Among the records below, which lines contain the string "issues"? Report them.

= Beginning of Section =

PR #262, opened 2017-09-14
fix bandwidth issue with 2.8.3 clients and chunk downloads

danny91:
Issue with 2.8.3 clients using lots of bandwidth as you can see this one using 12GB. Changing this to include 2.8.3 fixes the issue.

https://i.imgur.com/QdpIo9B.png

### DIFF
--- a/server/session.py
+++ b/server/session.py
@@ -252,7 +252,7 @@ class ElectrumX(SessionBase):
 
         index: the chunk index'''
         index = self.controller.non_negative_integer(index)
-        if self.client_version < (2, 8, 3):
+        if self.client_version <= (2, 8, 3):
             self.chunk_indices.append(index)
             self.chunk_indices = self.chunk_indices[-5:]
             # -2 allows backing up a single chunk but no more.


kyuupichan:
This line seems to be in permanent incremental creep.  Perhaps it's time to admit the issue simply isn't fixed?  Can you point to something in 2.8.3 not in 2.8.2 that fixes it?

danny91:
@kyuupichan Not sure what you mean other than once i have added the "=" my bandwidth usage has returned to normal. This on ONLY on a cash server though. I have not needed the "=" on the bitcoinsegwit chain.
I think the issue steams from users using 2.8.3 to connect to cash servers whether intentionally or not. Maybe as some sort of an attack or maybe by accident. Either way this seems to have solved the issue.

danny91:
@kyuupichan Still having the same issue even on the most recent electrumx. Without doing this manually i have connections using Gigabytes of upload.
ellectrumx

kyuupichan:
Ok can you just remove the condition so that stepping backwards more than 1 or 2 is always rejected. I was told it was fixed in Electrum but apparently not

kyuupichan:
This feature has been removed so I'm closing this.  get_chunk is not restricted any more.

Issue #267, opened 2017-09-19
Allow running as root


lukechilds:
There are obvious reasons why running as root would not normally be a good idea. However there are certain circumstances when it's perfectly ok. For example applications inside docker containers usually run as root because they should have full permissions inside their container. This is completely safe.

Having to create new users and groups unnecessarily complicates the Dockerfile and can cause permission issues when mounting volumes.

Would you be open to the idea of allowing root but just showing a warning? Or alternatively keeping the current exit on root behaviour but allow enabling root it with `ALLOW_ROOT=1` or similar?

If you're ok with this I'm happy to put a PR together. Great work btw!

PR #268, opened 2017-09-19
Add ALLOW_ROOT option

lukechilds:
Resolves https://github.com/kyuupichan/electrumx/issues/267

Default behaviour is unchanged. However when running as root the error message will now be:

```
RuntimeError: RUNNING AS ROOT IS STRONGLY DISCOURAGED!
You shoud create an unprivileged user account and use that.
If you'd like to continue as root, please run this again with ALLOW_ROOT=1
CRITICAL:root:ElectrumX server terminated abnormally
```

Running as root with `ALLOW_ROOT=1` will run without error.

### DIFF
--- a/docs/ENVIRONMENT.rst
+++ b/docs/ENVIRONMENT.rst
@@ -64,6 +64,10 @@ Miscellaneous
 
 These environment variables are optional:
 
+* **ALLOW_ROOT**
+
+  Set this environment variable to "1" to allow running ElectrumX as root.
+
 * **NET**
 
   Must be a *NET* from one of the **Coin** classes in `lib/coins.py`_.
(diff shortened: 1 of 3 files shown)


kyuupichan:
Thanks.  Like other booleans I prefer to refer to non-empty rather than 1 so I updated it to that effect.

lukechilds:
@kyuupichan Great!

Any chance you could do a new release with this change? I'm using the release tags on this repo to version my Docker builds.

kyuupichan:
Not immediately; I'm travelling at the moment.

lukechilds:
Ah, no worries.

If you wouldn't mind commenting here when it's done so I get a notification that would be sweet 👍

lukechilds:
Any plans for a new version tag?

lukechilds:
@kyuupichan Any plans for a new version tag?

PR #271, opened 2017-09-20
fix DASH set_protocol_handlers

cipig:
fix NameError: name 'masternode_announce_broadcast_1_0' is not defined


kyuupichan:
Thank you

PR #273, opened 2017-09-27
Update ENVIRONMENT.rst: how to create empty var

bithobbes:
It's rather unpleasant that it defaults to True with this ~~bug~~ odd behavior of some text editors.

= End of Section =

*EXERCISE RESULT*:
Having to create new users and groups unnecessarily complicates the Dockerfile and can cause permission issues when mounting volumes.
Resolves https://github.com/kyuupichan/electrumx/issues/267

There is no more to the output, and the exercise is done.